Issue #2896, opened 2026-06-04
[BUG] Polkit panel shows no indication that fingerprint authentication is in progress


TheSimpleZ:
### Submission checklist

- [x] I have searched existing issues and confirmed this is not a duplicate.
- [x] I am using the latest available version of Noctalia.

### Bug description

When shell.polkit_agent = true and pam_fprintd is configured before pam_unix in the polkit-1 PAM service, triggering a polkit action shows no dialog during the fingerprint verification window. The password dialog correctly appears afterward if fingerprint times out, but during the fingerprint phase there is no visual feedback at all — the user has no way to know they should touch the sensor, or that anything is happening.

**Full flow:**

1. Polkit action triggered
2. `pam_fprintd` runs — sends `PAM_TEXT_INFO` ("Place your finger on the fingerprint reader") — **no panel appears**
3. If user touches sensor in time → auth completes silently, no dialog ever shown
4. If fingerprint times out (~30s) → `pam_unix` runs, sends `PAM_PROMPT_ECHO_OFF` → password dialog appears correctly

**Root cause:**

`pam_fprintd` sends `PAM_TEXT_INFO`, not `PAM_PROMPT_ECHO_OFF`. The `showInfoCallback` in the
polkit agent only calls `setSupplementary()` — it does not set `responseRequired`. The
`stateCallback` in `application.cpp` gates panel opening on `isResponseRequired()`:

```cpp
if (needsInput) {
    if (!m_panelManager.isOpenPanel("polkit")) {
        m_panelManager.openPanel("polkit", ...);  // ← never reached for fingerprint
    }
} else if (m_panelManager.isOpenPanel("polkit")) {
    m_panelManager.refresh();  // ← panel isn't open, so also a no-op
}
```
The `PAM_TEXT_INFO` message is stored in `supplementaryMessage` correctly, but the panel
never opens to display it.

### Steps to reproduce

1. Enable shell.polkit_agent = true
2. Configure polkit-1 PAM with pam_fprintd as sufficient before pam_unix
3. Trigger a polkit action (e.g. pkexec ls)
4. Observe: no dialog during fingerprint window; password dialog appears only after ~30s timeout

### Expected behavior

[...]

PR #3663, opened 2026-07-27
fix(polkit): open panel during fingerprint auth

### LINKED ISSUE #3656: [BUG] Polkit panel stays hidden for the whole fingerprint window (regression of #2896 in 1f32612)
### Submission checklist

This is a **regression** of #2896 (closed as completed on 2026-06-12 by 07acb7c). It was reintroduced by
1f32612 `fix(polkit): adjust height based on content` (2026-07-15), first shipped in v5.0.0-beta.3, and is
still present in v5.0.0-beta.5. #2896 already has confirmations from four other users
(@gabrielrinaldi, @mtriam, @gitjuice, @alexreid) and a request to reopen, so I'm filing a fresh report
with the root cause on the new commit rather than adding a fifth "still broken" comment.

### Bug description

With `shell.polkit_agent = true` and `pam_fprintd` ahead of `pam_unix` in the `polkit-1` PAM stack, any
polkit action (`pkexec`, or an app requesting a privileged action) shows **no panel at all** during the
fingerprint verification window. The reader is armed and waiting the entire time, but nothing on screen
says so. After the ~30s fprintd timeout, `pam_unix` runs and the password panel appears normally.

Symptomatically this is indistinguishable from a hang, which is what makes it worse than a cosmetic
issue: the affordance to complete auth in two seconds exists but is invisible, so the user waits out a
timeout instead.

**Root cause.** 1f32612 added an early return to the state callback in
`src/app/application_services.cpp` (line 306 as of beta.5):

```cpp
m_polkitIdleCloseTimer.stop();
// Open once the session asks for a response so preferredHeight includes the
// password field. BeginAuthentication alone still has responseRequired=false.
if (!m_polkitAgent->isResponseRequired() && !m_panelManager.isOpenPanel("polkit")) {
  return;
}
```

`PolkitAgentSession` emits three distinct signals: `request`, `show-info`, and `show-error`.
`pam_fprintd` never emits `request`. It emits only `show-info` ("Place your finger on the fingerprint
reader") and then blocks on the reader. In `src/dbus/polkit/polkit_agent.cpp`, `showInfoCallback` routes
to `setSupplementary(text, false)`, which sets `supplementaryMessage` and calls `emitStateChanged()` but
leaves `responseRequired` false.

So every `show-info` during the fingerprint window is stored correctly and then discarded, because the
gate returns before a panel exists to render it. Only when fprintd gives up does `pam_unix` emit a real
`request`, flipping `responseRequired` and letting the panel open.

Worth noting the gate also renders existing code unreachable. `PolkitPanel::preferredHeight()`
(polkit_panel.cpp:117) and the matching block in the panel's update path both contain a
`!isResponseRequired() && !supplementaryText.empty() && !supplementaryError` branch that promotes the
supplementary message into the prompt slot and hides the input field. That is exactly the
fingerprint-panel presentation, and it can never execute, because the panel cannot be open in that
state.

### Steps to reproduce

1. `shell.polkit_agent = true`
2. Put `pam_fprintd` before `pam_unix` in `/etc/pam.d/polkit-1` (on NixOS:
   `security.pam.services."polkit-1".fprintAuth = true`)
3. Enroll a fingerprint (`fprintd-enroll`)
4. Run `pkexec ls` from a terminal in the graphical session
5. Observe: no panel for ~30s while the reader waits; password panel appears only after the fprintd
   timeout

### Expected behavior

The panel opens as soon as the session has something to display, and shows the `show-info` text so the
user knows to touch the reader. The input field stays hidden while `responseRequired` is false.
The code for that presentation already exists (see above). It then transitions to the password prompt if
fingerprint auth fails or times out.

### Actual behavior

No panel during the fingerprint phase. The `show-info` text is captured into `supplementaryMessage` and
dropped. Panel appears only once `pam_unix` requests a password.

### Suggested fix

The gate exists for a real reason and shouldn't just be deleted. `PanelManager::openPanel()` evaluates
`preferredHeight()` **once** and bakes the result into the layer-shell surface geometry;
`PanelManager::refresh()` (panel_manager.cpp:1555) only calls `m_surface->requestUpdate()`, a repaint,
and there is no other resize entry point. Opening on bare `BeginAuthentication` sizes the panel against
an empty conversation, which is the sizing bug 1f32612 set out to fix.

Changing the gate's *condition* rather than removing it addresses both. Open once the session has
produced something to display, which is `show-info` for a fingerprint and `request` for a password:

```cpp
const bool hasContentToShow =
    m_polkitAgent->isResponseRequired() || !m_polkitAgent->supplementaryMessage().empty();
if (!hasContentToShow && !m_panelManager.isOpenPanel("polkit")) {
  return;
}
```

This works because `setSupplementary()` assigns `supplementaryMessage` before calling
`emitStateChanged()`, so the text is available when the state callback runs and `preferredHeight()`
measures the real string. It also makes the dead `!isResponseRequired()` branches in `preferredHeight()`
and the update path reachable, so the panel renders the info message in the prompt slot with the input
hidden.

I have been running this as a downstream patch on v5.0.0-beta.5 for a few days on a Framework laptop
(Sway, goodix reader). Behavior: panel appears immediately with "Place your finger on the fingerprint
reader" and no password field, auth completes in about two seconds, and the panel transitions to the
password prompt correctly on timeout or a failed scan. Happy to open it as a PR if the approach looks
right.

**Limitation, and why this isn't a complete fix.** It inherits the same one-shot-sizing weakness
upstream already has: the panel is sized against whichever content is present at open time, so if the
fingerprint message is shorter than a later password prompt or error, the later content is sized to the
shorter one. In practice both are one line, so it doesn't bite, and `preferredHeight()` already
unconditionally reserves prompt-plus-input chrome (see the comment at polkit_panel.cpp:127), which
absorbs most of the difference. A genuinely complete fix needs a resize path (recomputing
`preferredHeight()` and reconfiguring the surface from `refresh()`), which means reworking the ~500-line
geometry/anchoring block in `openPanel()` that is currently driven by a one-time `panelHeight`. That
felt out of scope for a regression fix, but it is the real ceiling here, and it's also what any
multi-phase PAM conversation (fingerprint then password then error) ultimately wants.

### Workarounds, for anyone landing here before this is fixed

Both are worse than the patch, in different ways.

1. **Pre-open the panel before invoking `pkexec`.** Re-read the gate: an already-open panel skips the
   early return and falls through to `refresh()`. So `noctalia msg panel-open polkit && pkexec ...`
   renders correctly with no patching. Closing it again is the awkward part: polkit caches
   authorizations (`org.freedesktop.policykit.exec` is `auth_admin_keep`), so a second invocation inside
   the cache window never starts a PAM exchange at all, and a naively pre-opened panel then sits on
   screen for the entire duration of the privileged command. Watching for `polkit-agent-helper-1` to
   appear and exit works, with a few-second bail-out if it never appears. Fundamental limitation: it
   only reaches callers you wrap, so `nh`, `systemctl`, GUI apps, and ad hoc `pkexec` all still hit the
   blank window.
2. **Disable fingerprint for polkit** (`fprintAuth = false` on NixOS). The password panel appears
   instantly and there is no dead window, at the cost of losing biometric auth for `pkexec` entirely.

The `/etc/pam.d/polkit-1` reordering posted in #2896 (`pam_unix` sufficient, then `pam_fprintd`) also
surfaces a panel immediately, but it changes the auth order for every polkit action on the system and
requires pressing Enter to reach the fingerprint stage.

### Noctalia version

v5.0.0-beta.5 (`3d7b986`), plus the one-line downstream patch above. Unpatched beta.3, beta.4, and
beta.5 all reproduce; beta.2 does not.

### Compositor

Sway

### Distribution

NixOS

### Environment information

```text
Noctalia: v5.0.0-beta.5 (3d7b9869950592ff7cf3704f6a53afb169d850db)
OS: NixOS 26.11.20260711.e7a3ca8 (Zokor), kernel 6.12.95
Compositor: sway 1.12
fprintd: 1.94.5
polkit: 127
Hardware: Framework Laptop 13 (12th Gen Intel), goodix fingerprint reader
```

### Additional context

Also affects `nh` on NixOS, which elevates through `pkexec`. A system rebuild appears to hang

What is expected
List each line of the records that holds the string "comment".

Response area
with the root cause on the new commit rather than adding a fifth "still broken" comment.
unconditionally reserves prompt-plus-input chrome (see the comment at polkit_panel.cpp:127), which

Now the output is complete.